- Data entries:
PR #4452, opened 2025-11-05
chore: pin haskell postgresql-libpq and wai-logger deps

taimoorzaeem:
Partially reverts #4450.

### DIFF
--- a/postgrest.cabal
+++ b/postgrest.cabal
@@ -128,6 +128,9 @@ library
                     , network-uri               >= 2.6.1 && < 2.8
                     , optparse-applicative      >= 0.13 && < 0.19
                     , parsec                    >= 3.1.11 && < 3.2
+                    -- Technically unused, can be removed after updating to hasql >= 1.7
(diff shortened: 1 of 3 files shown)


postgrest.cabal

- WHAT YOU WILL DO:
Filter the lines above, keeping each one that contains the string "cabal".

- RESULT:
--- a/postgrest.cabal
+++ b/postgrest.cabal
postgrest.cabal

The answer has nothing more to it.